He started in the 1970s as Dale Denver, paid $5 an hour to spin records on Hartford’s WPOP-AM Top 40. Over the next decade, Adams rose through the ranks of local radio and scored a TV gig in 1985 as sports reporter, and later an anchor, on Hartford’s WFSB. In 1992, NECN hired Adams to host an hourlong nightly sports show.

‘‘Mike Adams Sportsworld,’’ which ran for six years, blended the low-tech style of cable access with the sensibility of David Letterman. Adams and his guests played ‘‘Hide the Salami’’ and ‘‘Name the Goon.’’ For a segment called ‘‘Celebrity Feet,’’ Adams ventured into the locker room to videotape — what else — celebrity feet, and asked viewers to link the name with the naked toes.

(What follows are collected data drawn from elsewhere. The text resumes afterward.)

PR #2470, opened 2024-04-10
6 1

ltetak:
Hello the LiteDB community. I would like to open a discussion about the stability of this tool. I have some thoughts first and then there is a draft here about some recent changes + some quick wins.
* Everything seems fairly stable if there are no external issues (usually IOExceptions or corrupted DB)
* Exceptions are not handled very well. Usually not failing fast causing corrupted DB.
* Exceptions are hidden by other exceptions (e.g. AutoTransaction tries to rollback and recover from the exception but if this fails then the original exception is lost)
* There is no easy way from outside to know if the LiteEngine has failed or not - and recover if possible.


LiteDB/Utils/Logging.cs
```diff
@@ -0,0 +1,44 @@
+﻿using System;
+using System.Diagnostics;
+using System.Text;
+
+namespace LiteDB
+{
+    public static class Logging
+    {
+        public static event Action<LogEventArgs> LogCallback;
```
ltetak, line 9: Have at least some simple mechanism to hook to logs and log them - to reveal what is wrong if it fails in production

LiteDB/Engine/LiteEngine.cs
```diff
@@ -81,9 +79,14 @@ public LiteEngine(EngineSettings settings)
 
         #region Open & Close
 
+        public bool IsDisposed => _state.Disposed;
+
+        private readonly TaskCompletionSource<bool> _closedTask = new TaskCompletionSource<bool>();
+        public Task<bool> Closed => _closedTask.Task;
```
ltetak, line 85: give a chance to outside observer to check 
if (db.IsDisposed)
{
  await db.Closed;
}
recreate db

LiteDB/Engine/Disk/DiskWriterQueue.cs
```diff
@@ -100,13 +102,13 @@ private async Task ExecuteQueue()
...
 
-                        await _queueHasItems.WaitAsync();
+                        await _queueHasItems.WaitHandle.WaitAsync().ConfigureAwait(false);
                     }
                 }
             }
             catch (Exception ex)
             {
-                _state.Handle(ex);
+                _state.Handle(LiteException.InvalidDatafileState(ex, "DiskWriterQueue failed"));
```
ltetak, line 111: make DiskWriterQueue exceptions "fatal" - these can't be survived and it is best to tear down the entire engine and let the outside observer to restart the engine (possibly with a rebuild)

LiteDB/Engine/Disk/DiskWriterQueue.cs
```diff
@@ -100,14 +102,23 @@ private async Task ExecuteQueue()
...
+            }
+        }
+
+        private void ExhaustQueue()
+        {
+            while (_queue.TryDequeue(out var page))
+            {
+                page.Release();
             }
         }
```
ltetak, line 123: If anything fails here we need to drop this object - this means all pages must be released (including the one that caused the failure - see the finally case below)

Blue101black:
@ltetak were you planning on publishing this PR?

I would love to have a way to hook into the logs from LiteDB to help diagnose issues we are getting in Production.

ltetak:
@Blue101black here it is https://github.com/litedb-org/LiteDB/pull/2576
The rest of this branch makes no sense now. DiskWriterQueue has been completely removed in the master. 👍

PR #2481, opened 2024-05-16
Prevent using disposed snapshots

oleksii-datsiuk:
This fix prevents ENSURE ... Clear() cache error and DB corruption problem, which is described in this issue: https://github.com/mbdavid/LiteDB/issues/2480


JKamsker:
Thanks for the contribution!

PR #2488, opened 2024-06-01
Fix LockRecursionException when doing FindById

### LINKED ISSUE #2471: [BUG] LockRecursionException thrown in very simple use case
**Version**
5.0.19

**Describe the bug**
Here is an MSTest test case that passes, indicating that the Checkpoint() call throws a LockRecursionException with the 'Write lock may not be acquired with read lock held' message that's mentioned in some other bug reports.  This is a simplification of an exception that's being thrown in my application that I don't understand.  Also, I'm a new LiteDB user and could easily have misunderstood something.  Have I forgotten to do something?

This code creates a new database using an expandable MemoryStream, then adds an object to it, receiving the new id.  Then, it looks up the document by this new id receiving that document (a copy).  Finally, the code tries to checkpoint the changes.  At this point, LiteDB throws a LockRecursionException, presumably because it's trying to write changes to the memory stream and a read lock is held by something.  This isn't an iterator that hasn't been allowed to finish, so I'm stumped.

**Code to Reproduce**
        [TestMethod]
        public void TestFragmentDB_FindByIDException()
        {
            var db = new LiteDatabase(new MemoryStream());
            var collection = db.GetCollection<object>("fragtest");

            var fragment = new object { };
            var id = collection.Insert(fragment);

            id.Should().BeGreaterThan(0);

            var frag2 = collection.FindById(id);
            frag2.Should().NotBeNull();

            Action act = () => db.Checkpoint();

            act.Should().Throw<LockRecursionException>();

            db.Dispose();
        }

**Expected behavior**
I expect db.Checkpoint() to not throw an exception.

**Screenshots/Stacktrace**
image
image

**Additional context**
This seems like a very basic use case, so it's most likely that I'm doing something wrong.

If I remove the FindById() call, the checkpoint does not throw the exception.

I'm running this code in the TestExplorer in Visual Studio, which I think is MSTest, but that doesn't seem to be the issue.  If I copy this code to the Program.cs file of my (desktop) application and run it in the main thread before the GUI is created, the code throws the same exception

I believe the test runner configured to run tests sequentially.  Also, I'm running this test alone ... no other tests are running, using LiteDB or otherwise.

JKamsker:
Fixes #2471, https://github.com/mbdavid/LiteDB/issues/2435, https://github.com/mbdavid/LiteDB/issues/2483

Problem was, that the enumerator did not release the readlock when doing FindById. When the Checkpoint then tried to aquire a writelock, the semaphore threw an exception, because there was still a readlock pending.

### DIFF
--- a/LiteDB.Tests/Internals/Extensions_Test.cs
+++ b/LiteDB.Tests/Internals/Extensions_Test.cs
@@ -1,0 +1,44 @@
+﻿using LiteDB.Utils.Extensions;
+
+using System;
+using System.Collections.Generic;
+using System.Linq;
+using System.Text;
+using System.Threading.Tasks;
+
+using Xunit;
+
+namespace LiteDB.Tests.Internals;
+
+public class Extensions_Test
+{
+    // Asserts that chained IEnumerable<T>.OnDispose(()=> { }) calls the action on dispose, even when chained
+    [Fact]
+    public void EnumerableExtensions_OnDispose()
+    {
+        var disposed = false;
+        var disposed1 = false;
+        var enumerable = new[] { 1, 2, 3 }.OnDispose(() => disposed = true).OnDispose(() => disposed1 = true);
+
+        foreach (var item in enumerable)
+        {
+            // do nothing
+        }
+
+        Assert.True(disposed);
+        Assert.True(disposed1);
+    }
+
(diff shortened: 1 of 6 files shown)


JKamsker:
Ok just found out it was already fixed by https://github.com/mbdavid/LiteDB/pull/2436 but this fix here has a easier git comparison and tests.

‘‘I think Mike is brilliant,’’ says Kravetz, the NECN station manager. ‘‘He is one of the funniest people I’ve ever met, and he’s got an extraordinary charisma on television. He’s the most relaxed and comfortable person in front of the camera that I’ve ever met.’’

But even then, Adams could be the network’s most frustrating employee. Exhausted from a daily three-hour commute from Connecticut, where he and his wife were bringing up their children, he would do his show off the cuff. He also had a bizarre incident in 1994, when he was arrested for possession of marijuana while cleaning his car — at 2 a.m. — at a Mr. Sparkle car wash in Vernon, Conn. He received a six-month probation.

‘‘I told Mike, for years, ‘If you had even a modicum of discipline you could be a national figure,’.’’ remembers Kravetz. ‘‘If you’ve read anything about Letterman, you know he’s obsessive; everything is planned. Mike would walk in front of the camera at one minute to 11 and kind of wing it for an hour. A lot of it was absolutely hilarious, some sophomoric, but at the end of the day, it lacked the kind of structure that would take him to the next level.’’

The spiral began in 1998. That’s when Adams told Kravetz he was quitting NECN.

On his last show, Adams, swigging from a bottle of champagne and surrounded by many of his favorites, including flamboyant former Red Sox pitcher Bill ‘‘Spaceman’’ Lee, took calls from well-wishers.

‘‘Where you going?’’ asked ESPN’s Bill Pidto, a former co-worker.

For once, Adams had no answer.

Looking back, he can’t really explain why he left. His long commute, he says, had contributed to a growing addiction to cocaine. His marriage of 25 years was dissolving.

He took a job in New York City playing sidekick to Leslie Gold, former cohost of WRKO’s ‘‘Two Chicks Dishing.’’ It was a disaster. Gold says Adams was perpetually late.

‘‘He told me his alarm clock was busted,’’ she said. ‘‘Then he told me his dog ran away.’’

In February of 2000, Adams hit bottom. A friend ratted out his drug problem to his family, leading to an intervention. Surrounded by his parents, sister, brothers, and two college-age children, Adams listened to an ultimatum. He needed to get treatment. Adams was moved, but he also couldn’t resist the humor in the situation. He looked over at a consultant the family had hired to run the intervention. He decided, right then, to name the stranger Dr. Death.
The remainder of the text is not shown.